Copy of a Memorandum made byMr.Cowperon the Contract for the Calcutta Mails, after the receipt of the Report of Investigation byCaptainElliceandMr.Bond,and sent toLordAuckland.
“The contract for the Calcutta mails, from Southampton to Alexandria, expires on the 8th January, 1849. Two offers have been made for its renewal, one by the Peninsular and Oriental Company, for £27,500 the first year, and for sums diminishing by £500 a year for every subsequent year that the contract may remain in force. A new company, the India and Australia, offer to do the same service for £25,650; the sum now paid is £28,500.
“The Peninsular and Oriental Company accompanied their tender by an offer to pay over to the Government any earnings or profits they might receive beyond a maximum dividend of ten per cent. to the shareholders, after the customary allowances have been deducted for repairs, wear and tear, and sea risk of the vessels and property; and as a security, they offered to submit, from time to time, the accounts of all their transactions connected with the mail service, to the inspection of such competent persons as the Government may appoint.
“Captain Ellice and Mr. Bond were then requested to examine the accounts of this company before any decision was come to upon the tenders; and having had every facility afforded them, have made the accompanying report. From this it appears that the profits made upon the capital of the company, about equal ten per cent. as a total sum; but that after reserves for depreciation, repairs and insurance, and expenses of management, there has remained hitherto not more than eight per cent. for the shareholders. The question of how much of the earnings ought to be kept in reserve to meet depreciation, is so discretionary that I have no expectation that any company would ever admit that there was a surplus profit to be handed over to Government; and this report confirms my impression, that we ought not to make such an arrangement a part of the contract.
“But I think both the tenders too high, and that we ought to decline them both; and this we can do without irregularity, for they are not tenders called for absolutely, but only tenders ‘to treat.’
“If this be done, we should then make an offer on our part; and as the Peninsular and Oriental Company have performedtheir contract perfectly, and furnish every guarantee that can be desired for the regular execution of a future contract, I consider that we ought to make our offer to them only; and if they should refuse it, we might repeat it to the India and Australia Company.
“The mileage we pay them at present is estimated by the hydrographer at 8s. 01/4d. a mile and by the company at 7s. 91/2d. a mile (he measures the distance of the voyage out and back at 5,920 nautical miles, they at 6,084); but we pay the same company about 4s. 6d. a mile for the line to Lisbon and Gibraltar, and I think we are justified in offering the same payment for the Alexandria line.

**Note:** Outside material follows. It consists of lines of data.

PR #90, opened 2023-03-24
Feature/replace pylint with ruff

LGro:
This PR replaces pylint with the much faster ruff. Please let me know if you consider the specified rule set to be sufficient or if there are other concerns, @dynobo.
See the separate commits one by one for a smoother review experience.


blackboxopt/visualizations/utils.py
```diff
@@ -13,7 +13,7 @@
 from blackboxopt import Evaluation, Objective
 
 # For backwards compatibility; TODO: remove with next major release
-from blackboxopt.utils import mask_pareto_efficient
+from blackboxopt.utils import mask_pareto_efficient  # noqa
```
dynobo, line 16: Personally, I prefer to ignore only specific rules, e.g. `# noqa: ANN201` or something. Some benefits I see:
- Not (accidentally) masking other errors
- Helps human reader to understand the ignore without the need to run `ruff` (e.g. in PR reviews)
- It helps `ruff` (e.g. if a rule got deprecated, ruff will warn/auto-remove the `noqa`'s for that specific rule)

pyproject.toml
```diff
@@ -72,35 +71,35 @@ profile = "black"
...
-    "too-many-instance-attributes",
-    "too-many-arguments",
-    "too-few-public-methods",
-    "too-many-function-args"
+[tool.ruff]
+# Enable pycodestyle (`E`) and Pyflakes (`F`) codes by default.
+select = ["E", "F"]
+ignore = []
+# Allow autofix for all enabled rules (when `--fix`) is provided.
+fixable = ["A", "B", "C", "D", "E", "F"]
```
dynobo, line 79: How do you feel about adding `"I"` and drop `isort` accordingly?

It could also be useful to add `"RUF"` for applying [ruff specific rules](https://beta.ruff.rs/docs/rules/#ruff-specific-rules-ruf) (especially the `unused noqa` rule is quite useful).

dynobo (approved):
Thanks, @LGro! Looking forward to faster linting... :-)

pyproject.toml
LGro: I'm happy to try it out :relaxed:

LGro: Seems to work, although not 100% consistently with isort, which I don't think is an issue, though. I just noticed for the noqa annotated imports that isort converted into individual imports, ruff combined into one import again.
One downgrade in the current version as of 5c64453 is that I haven't figured out how to tell the ruff isort rules that for `examples/*` the line length is different. However, since this is not an issue right now, I'd propose to solve it when we need to. Unless you already know of a way?

LGro: I'll move forward for now but would be happy to refine the setup as we go :relaxed:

But in that case we must not tie them down as to size of vessels, for the lowness of the remuneration on the former line is explained by the contract not requiring the vessels to be more than 140-horse power.
“To this department the size of the vessels is a matter of indifference, we care only that it be sufficient to secure speed; and we should stipulate only for a certain rate of speed.

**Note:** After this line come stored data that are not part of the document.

PR #91, opened 2023-03-28
Fix constraints in reference Test

sfalkner:
This PR adds valid constraint values to the first evaluation in the reference test `opimize_single_parameter_sequentially_for_n_max_evaluations`. The behavior for the previous value `None` was not defined.

### DIFF
--- a/blackboxopt/optimizers/testing.py
+++ b/blackboxopt/optimizers/testing.py
@@ -84,11 +84,12 @@ def optimize_single_parameter_sequentially_for_n_max_evaluations(
 
     if issubclass(optimizer_class, MultiObjectiveOptimizer):
         evaluation = eval_spec.create_evaluation(
-            objectives={"loss": None, "score": None}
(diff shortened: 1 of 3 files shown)


blackboxopt/optimizers/testing.py
```diff
@@ -84,11 +84,12 @@ def quadratic_function(p1):
 
     if issubclass(optimizer_class, MultiObjectiveOptimizer):
         evaluation = eval_spec.create_evaluation(
-            objectives={"loss": None, "score": None}
+            objectives={"loss": None, "score": None},
+            constraints={"constraint": 10.0},
```
aeivazi, line 88: but do we have multiobjective **and** constrained optimizer?

aeivazi (approved):

blackboxopt/optimizers/testing.py
LGro: In principle that's a possibility that we should be ready for :relaxed:

PR #93, opened 2023-05-05
update optimizer list in docs

LGro:
I noticed our overview statement about the contained optimizers was a bit outdated, so here is an attempt to update it.


sfalkner (approved):
Thanks @LGro for spotting and fixing it :)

“If my proposition be adopted we should immediately signify to the parties that their tenders are not accepted, and make a communication to the Treasury.
“I omitted to mention, that by directions from the Treasury we fixed the duration of the contract for which we demanded tenders, at three years; and also, that a reason for offering 4s. 6d. a mile may be found in the agreement made in May, 1845, by this same company, to convey mails between Southampton and Alexandria, in vessels of 280-horse power, as far as Malta; and of 180-horse power between Malta and Alexandria, for £15,525, which gives a mileage of about 4s. 6d. This agreement was entered into for only one year, since the company complained of its lowness, and declined, on that account, to make a formal and permanent contract at that rate; but they have continued it ever since, and it has been terminated by ourselves in May last.
(Signed) “W. Cowper.”
“27th June, 1848.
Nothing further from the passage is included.